After police unions across the country called for a boycott of Quentin Tarantino's films in response to comments he made about police brutality, the director appeared on "Real Time with Bill Maher" Friday night to clarify his position.
"[The unions] are saying that I am a cop hater, which is slander because I didn't say that," the "Pulp Fiction" director told Maher. "They're implying that I meant that all cops are murderers, and I wasn't. But the thing that's really sad about it is we actually do need to talk to cops about this. We need to get to the problem. We need to bring this to the table."

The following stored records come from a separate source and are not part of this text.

PR #698, opened 2023-09-24
[Updates] Automated vendor dotnet-install script

samruddhikhandale:
[Updates] Automated vendor dotnet-install script


sliekens:
I think this is pretty cool 😎

samruddhikhandale (commented):
This is super cool, thank you @sliekens for the workflow! 🎉 

One 💡 , as we need version bump for the Feature to get republished, it would be cool if the workflow could auto-bump the patch version for the dotnet Feature.

joshspicer (approved):
nice!

PR #701, opened 2023-09-24
[java] fix version regex to support graalce jdk 21

### LINKED ISSUE #700: Java feature not supporting jdk 21 from GraalCE
When using Java (via SDKMAN!) feature and trying to use `21` version of `graalce` distribution, it fails to recognize the version

Also by looking up into the install.sh, I've noticed that there is a problem within the regex that validates versions being installed. it only supports versions with format x.y.z, being all numeric values. But for some scenarios, other version formats are not being recognized with the regex. example version format being `21-graalce` for graalVM community edition.

I'm working on a fork to fix the bug

prulloac:
Resolves #700 and also fixes failing test/java/install_from_non_default_distro.sh scenario

### DIFF
--- a/src/java/install.sh
+++ b/src/java/install.sh
@@ -111,13 +111,13 @@ sdk_install() {
     elif echo "${requested_version}" | grep -oE "${full_version_check}" > /dev/null 2>&1; then
         echo "${requested_version}"
     else
-        local regex="${prefix}\\K[0-9]+\\.[0-9]+\\.[0-9]+${suffix}"
+        local regex="${prefix}\\K[0-9]+\\.?[0-9]*\\.?[0-9]*${suffix}"
         local version_list=$(su ${USERNAME} -c ". \${SDKMAN_DIR}/bin/sdkman-init.sh && sdk list ${install_type} 2>&1 | grep -oP \"${regex}\" | tr -d ' ' | sort -rV")
         if [ "${requested_version}" = "latest" ] || [ "${requested_version}" = "current" ]; then
             requested_version="$(echo "${version_list}" | head -n 1)"
         else
             set +e
-            requested_version="$(echo "${version_list}" | grep -E -m 1 "^${requested_version//./\\.}([\\.\\s]|$)")"
+            requested_version="$(echo "${version_list}" | grep -E -m 1 "^${requested_version//./\\.}([\\.\\s]|-\s*|$)")"
             set -e
         fi
         if [ -z "${requested_version}" ] || ! echo "${version_list}" | grep "^${requested_version//./\\.}$" > /dev/null 2>&1; then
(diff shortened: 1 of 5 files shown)


prulloac:

src/java/install.sh
```diff
@@ -111,13 +111,13 @@ sdk_install() {
...
     else
-        local regex="${prefix}\\K[0-9]+\\.[0-9]+\\.[0-9]+${suffix}"
+        local regex="${prefix}\\K[0-9]+\\.?[0-9]*\\.?[0-9]*${suffix}"
         local version_list=$(su ${USERNAME} -c ". \${SDKMAN_DIR}/bin/sdkman-init.sh && sdk list ${install_type} 2>&1 | grep -oP \"${regex}\" | tr -d ' ' | sort -rV")
         if [ "${requested_version}" = "latest" ] || [ "${requested_version}" = "current" ]; then
             requested_version="$(echo "${version_list}" | head -n 1)"
         else
             set +e
-            requested_version="$(echo "${version_list}" | grep -E -m 1 "^${requested_version//./\\.}([\\.\\s]|$)")"
+            requested_version="$(echo "${version_list}" | grep -E -m 1 "^${requested_version//./\\.}([\\.\\s]|-\s*|$)")"
```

Tarantino made the comments in question while attending a protest against police brutality in New York City on Oct. 24, the last of three events organized by the police reform advocacy group RiseUpOctober.
"I’m a human being with a conscience," he said at the rally. "And when I see murder I cannot stand by. And I have to call the murdered the murdered and I have to call the murderers the murderers."
Since then, police unions in New York, Philadelphia and Los Angeles have publicly denounced the comments and called for a boycott of Tarantino's work.
"We fully support constructive dialogue about how police interact with citizens. But there is no place for inflammatory rhetoric that makes police officers even bigger targets than we already are," Craig Lally, president of the Los Angeles Police Protective League, said in a statement. "We fully support this boycott of Quentin Tarantino films. Hateful rhetoric dehumanizes police and encourages attacks on us. And questioning everything we do threatens public safety by discouraging officers from putting themselves in positions where their legitimate actions could be falsely portrayed as thuggery."